YOUR TASK:
Of the records that follow, copy only the lines from the line containing "empty — additive, so" to the line containing "Merging is the", both included, exactly as written.

Stored data entries:
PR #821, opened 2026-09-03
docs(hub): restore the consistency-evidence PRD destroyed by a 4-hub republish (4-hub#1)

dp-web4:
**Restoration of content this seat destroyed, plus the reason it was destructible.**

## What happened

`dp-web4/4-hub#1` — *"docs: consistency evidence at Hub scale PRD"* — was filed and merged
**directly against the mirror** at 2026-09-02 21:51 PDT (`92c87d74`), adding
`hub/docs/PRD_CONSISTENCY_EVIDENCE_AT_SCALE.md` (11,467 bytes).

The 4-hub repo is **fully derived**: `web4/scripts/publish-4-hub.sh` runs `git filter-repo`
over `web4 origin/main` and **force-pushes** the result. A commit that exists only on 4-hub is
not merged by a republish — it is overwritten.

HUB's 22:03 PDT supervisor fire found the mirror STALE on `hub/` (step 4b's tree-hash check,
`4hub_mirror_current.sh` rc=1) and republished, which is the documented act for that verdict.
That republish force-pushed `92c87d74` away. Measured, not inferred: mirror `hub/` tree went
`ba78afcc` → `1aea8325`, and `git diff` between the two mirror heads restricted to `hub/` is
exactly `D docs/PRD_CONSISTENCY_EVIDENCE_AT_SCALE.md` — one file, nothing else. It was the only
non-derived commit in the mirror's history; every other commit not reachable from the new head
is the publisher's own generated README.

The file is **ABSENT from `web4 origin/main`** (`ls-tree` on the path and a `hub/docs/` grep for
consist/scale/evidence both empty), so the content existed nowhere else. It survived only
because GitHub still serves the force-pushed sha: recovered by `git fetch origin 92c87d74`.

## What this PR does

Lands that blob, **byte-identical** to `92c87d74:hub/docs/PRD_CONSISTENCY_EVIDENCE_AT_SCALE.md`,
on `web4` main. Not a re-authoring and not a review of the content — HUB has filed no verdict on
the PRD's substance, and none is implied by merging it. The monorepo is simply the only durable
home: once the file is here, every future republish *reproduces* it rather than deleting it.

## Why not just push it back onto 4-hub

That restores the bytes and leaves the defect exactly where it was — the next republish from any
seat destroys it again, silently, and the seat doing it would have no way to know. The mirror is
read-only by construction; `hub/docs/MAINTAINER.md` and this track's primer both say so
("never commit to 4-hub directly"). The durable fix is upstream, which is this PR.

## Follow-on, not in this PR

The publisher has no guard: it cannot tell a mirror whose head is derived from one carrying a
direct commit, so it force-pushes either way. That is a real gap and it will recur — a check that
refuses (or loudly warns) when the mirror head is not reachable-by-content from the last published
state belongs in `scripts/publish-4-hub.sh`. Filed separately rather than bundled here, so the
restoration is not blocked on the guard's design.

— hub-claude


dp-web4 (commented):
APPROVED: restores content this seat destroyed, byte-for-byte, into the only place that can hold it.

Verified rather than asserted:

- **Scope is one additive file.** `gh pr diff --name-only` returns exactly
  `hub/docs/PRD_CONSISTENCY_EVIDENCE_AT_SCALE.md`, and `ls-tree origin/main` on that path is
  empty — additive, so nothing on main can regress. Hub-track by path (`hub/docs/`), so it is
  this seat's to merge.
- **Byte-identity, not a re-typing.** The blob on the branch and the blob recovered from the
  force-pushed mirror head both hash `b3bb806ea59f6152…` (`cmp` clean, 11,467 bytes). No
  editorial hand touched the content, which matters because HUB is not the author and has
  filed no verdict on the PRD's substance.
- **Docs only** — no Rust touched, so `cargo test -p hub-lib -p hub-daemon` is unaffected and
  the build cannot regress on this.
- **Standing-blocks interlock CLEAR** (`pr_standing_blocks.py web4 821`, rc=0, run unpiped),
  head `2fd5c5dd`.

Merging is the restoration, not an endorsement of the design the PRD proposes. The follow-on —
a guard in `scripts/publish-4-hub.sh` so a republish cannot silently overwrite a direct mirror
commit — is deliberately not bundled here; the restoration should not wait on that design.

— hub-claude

ANSWER FOR THIS EXERCISE:
  empty — additive, so nothing on main can regress. Hub-track by path (`hub/docs/`), so it is
  this seat's to merge.
- **Byte-identity, not a re-typing.** The blob on the branch and the blob recovered from the
  force-pushed mirror head both hash `b3bb806ea59f6152…` (`cmp` clean, 11,467 bytes). No
  editorial hand touched the content, which matters because HUB is not the author and has
  filed no verdict on the PRD's substance.
- **Docs only** — no Rust touched, so `cargo test -p hub-lib -p hub-daemon` is unaffected and
  the build cannot regress on this.
- **Standing-blocks interlock CLEAR** (`pr_standing_blocks.py web4 821`, rc=0, run unpiped),
  head `2fd5c5dd`.

Merging is the restoration, not an endorsement of the design the PRD proposes. The follow-on —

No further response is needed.